Hot tears slipped down my flushed cheeks as I looked away from him, the ugly truth of one of my biggest fears uncovered.

Will he cheat too? Decide that I’m too sick for him to deal with as well and end up regarding me as a worthless, mentally ill cripple?

(Who doesn’t sexually please him well enough?)

It’s a real demon of mine and my boyfriend knows that.

“From all that you’ve told me about your past, you should be patting yourself on the back, honey. Don’t even get me started on the first one who put you in the hospital and then the second one, who did you even worse if you ask me…”

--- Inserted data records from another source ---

PR #89, opened 2017-10-09
Add Travis to test builds on macOS + Linux

allejo:
Regarding earlier discussions, adding simple Travis tests to make sure things continue to build after commits on both Linux and macOS.

As an example: https://travis-ci.org/allejo/bzflag/builds/285422595

Currently, can't run `./configure` with the `--enable-debug` flag since it'll treat warnings as errors; this affects both Linux and macOS, see here:

- https://travis-ci.org/allejo/bzflag/jobs/285413694#L1687

Additionally, should we add IRC notifications? If so, how's BZnotify configured/what endpoint should we point to?

### DIFF
--- a/.editorconfig
+++ b/.editorconfig
@@ -9,5 +9,8 @@ indent_style = space
 indent_size = 2
 tab_width = 8
 
-[*.md,*.markdown]
+[*.{md,markdown}]
 trim_trailing_whitespace = false
+
+[*.yml]
+indent_style = space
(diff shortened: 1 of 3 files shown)


allejo:
For Linux, only Trusty and Precise are available so that's what we're stuck with

allejo:
Closing this. By the time we start working on 2.6, Travis OS options will have changed and so will have our build deps.

PR #91, opened 2017-10-09
upgrade to VC2017

JeffM2501:
Now with less history


blast007:
The project files are Visual C++ 2017 as of f6defa4.

PR #110, opened 2018-05-07
Use GLEW to get openGL entry points.

atupone:
I modify bzflag in order to get openGL entry points, and available extensions using GLEW.
Needs to fix windows file


atupone:
Would like to merge in the 2. 4 branch, but needs windows dependencies fix

PR #148, opened 2018-06-01
Use of Vertex Buffer Objects

atupone:
When sending vertex to openGL use only VBO.
To simplify the work I'm using:
- only what was used with Quality High and Experimental
- blending
- texture
- Radar Style enhanced view
List has been removed as glBegin/glEnd paradigm
This pull request is based heavily on glm usage (introduced as another pull request)
The missile mathematical rework is another pull request on which this is based, but can be easily removed


macsforme:
On consensus, this PR will be closed and we will wait for the OpenGL 2.0 branch (which incorporates these changes) to be ready, and evaluate that for merging into the master branch.

Issue #765, opened 2026-04-26
New Session path field: cursor hidden behind inline autocomplete — can't see what you're editing


xuan-w:
### Summary
In the New Session dialog, the path input shows a recent-path autocomplete inline. While editing, the cursor is rendered *behind* (or in the same cell as) the autocomplete ghost text, so it's invisible. You can only see what you've typed once the typed text diverges from the autocomplete suggestion. Until then, editing is effectively blind.

### Steps to reproduce
1. Open the New Session dialog.
2. Tab into the path field — pre-filled with current working dir, autocomplete suggestion shown.
3. Press `←` / `→` to position the cursor, then try to edit a few characters.
4. Observe: the cursor is not visible; you can't tell where you are in the text.
5. Keep typing — the moment your input no longer matches the autocomplete prefix, the suggestion disappears and the cursor + your edits become visible.

### Expected
The cursor should always be visible while the field has focus, regardless of whether an inline autocomplete suggestion is being rendered. Common fixes:
- Render the cursor *over* the ghost text (cursor wins the cell).
- Dim/grey out the autocomplete so the cursor color contrasts.
- Don't render the ghost text under the cursor cell.

### Actual
Cursor is fully shadowed by the inline autocomplete until typed input diverges from the suggestion. Arrow keys, backspace, and typing all work — they're just invisible.

### Notes
This appears to be a UI regression of the type-to-filter / inline-autocomplete UX added in #240 / PR #239. Functionally everything works; it's purely a rendering issue that makes the field feel broken.

### Environment
- agent-deck version: v1.7.69
- OS: macOS 26.4.1 (build 25E253)
- Reproduces in: macOS Terminal.app and WezTerm

asheshgoplani:
Hi @xuan-w — looked into this, partial findings:

Setup: `internal/ui/newdialog.go` configures `pathInput.ShowSuggestions = false` (line 268) so Bubble Tea's native inline-suggestion isn't the source. Recent paths show in a separate dropdown overlay rendered at `d.suggestionsLineOffset` after the dialog (line 1939). The 'ghost text' you're seeing is likely the **soft-select preselect** at line 1607 — when the field gains focus the entire pre-filled value is rendered with reverse colors (`Background(ColorAccent).Foreground(ColorBg)`) as a static string, *not* via `pathInput.View()`. That static-string render has no cursor. The state clears on first keystroke or arrow press but until then the cursor is genuinely missing from the render.

[...]

PR #772, opened 2026-04-27
feat: arrow-key navigation for path suggestions with custom-path entry

oryaacov:
## Summary
Improves the path suggestions UX in the new-session dialog:

- The dropdown is now always visible when the path field is focused, with a synthetic **✎ Type custom path…** entry pinned at the top — even when there are no recent paths.
- **→** or **Space** (when soft-selected) moves focus into the dropdown for arrow-key browsing.
- Inside the active dropdown:
  - **↑/↓** navigate
  - **Space** applies the highlighted entry → closes the active mode → stays in the form
  - **Enter** applies the highlighted entry → dismisses the dropdown → submits the form (creates the session)
  - **Esc** or **←** exits without applying
- Selecting **Type custom** returns focus to the text input so the user can type a fresh path.
- The dropdown border highlights cyan when active. Footer hints update per mode:
  - Not browsing: `→/Space browse`
  - Browsing: `↑/↓ navigate │ Space select │ Enter select & close`
image
image

## Test plan
- [x] `go build ./...` passes
- [x] `go test ./internal/ui/` passes (only pre-existing zoxide failures remain)
- [ ] Manual: open new-session dialog — dropdown is visible with "Type custom" at top
- [ ] Manual: → or Space enters the dropdown (border turns cyan)
- [ ] Manual: ↑/↓ navigates entries, Space applies and stays in form
- [ ] Manual: Enter applies and submits (or just dismisses dropdown if "Type custom" is highlighted)
- [ ] Manual: typing in the path input re-opens the dropdown after dismissal

### DIFF
--- a/internal/ui/home.go
+++ b/internal/ui/home.go
@@ -5089,6 +5089,28 @@ func (h *Home) handleNewDialogKey(msg tea.KeyMsg) (tea.Model, tea.Cmd) {
 		return h, cmd
 	}
 
+	// When the path suggestions dropdown is in active arrow-key mode, the
+	// dialog must consume navigation keys before the outer handlers run.
+	// Enter is special: apply the highlighted entry, dismiss the dropdown,
+	// then fall through to the form-submit handler below — unless "Type
+	// custom" is highlighted, in which case we just close the dropdown
+	// (the user wants to type a path, not submit).
+	if h.newDialog.IsSuggestionsActive() {
+		if msg.String() == "enter" {
+			if h.newDialog.IsTypeCustomHighlighted() {
+				h.newDialog.ApplyHighlightedSuggestion()
+				return h, nil
+			}
+			h.newDialog.ApplyHighlightedSuggestion()
+			h.newDialog.DismissSuggestions() // hide dropdown until user types
+			// fall through to the "enter" case below to validate + create.
+		} else {
+			var cmd tea.Cmd
+			h.newDialog, cmd = h.newDialog.Update(msg)
+			return h, cmd
+		}
+	}
+
 	switch msg.String() {
 	case "enter":
 		// When multi-repo path list is focused, let the dialog handle enter (edit/save path).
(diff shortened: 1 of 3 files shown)


asheshgoplani (commented):
Read the diff carefully + ran `go test ./internal/ui/ -race -count=1` locally — green (32.9s). Vet clean, build clean. The PR is rebased on top of #771 (my #765 cursor-shadow fix), and the soft-select cursor-preservation change is preserved verbatim — that's exactly right.

Architecture review (positive):
- Two new state flags (`suggestionsActive`, `suggestionsHidden`) are scoped narrowly and reset on `ShowInGroup` — won't leak across dialog re-opens.
- The accessor seam (`IsSuggestionsActive`, `IsTypeCustomHighlighted`) keeps the parent's key-routing decision logic in `home.go` while the dialog owns its own state — clean.
- The Enter-fall-through pattern (highlighted real entry → apply + dismiss + fall through to form submit; "Type custom" → apply + return) is the right asymmetry.
- The synthetic "✎ Type custom path…" pinned at index 0 changes the meaning of `pathSuggestionCursor == 0` repository-wide; comment on line 164 documents that explicitly. ✓

One small question, not a blocker: with this PR, the `pathSoftSelected` mode now serves a slightly narrower role (just "pre-filled value, type to overwrite") because → / Space now route into the dropdown rather than just clearing soft-select. Worth a follow-up to verify the soft-select clear paths still work as expected when a user types vs presses ←. Manual smoke would confirm; no code change needed unless a regression shows up.

Recommendation: merge. Looks like clean, tested community work that completes the path-UX cleanup #765 started. Holding for the maintainer's go since strict reading of our deliberate-cadence posture says no features mid-cycle, but my read is this is small enough + close enough to the recent fix to bundle naturally into v1.7.71.

Thanks @oryaacov.

asheshgoplani (approved):
Approved — verified locally, ready for merge into v1.7.72 bundle.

Which one is worse? Abusive relationship A or abusive relationship B?

Flip a coin?

As hard as I try to run from my two abusers, they continue to seep into my current reality. I’m just a middle-aged woman with a love of fuzzy socks, not a sorceress who can cast a magical spell, abolishing the memories of my past traumas.

It takes time, people tell me.

How long?

Everyone is different.

Are all men nasty, evil swine?

No, of course not.

Is there something wrong with me that I found not only one, but two of them?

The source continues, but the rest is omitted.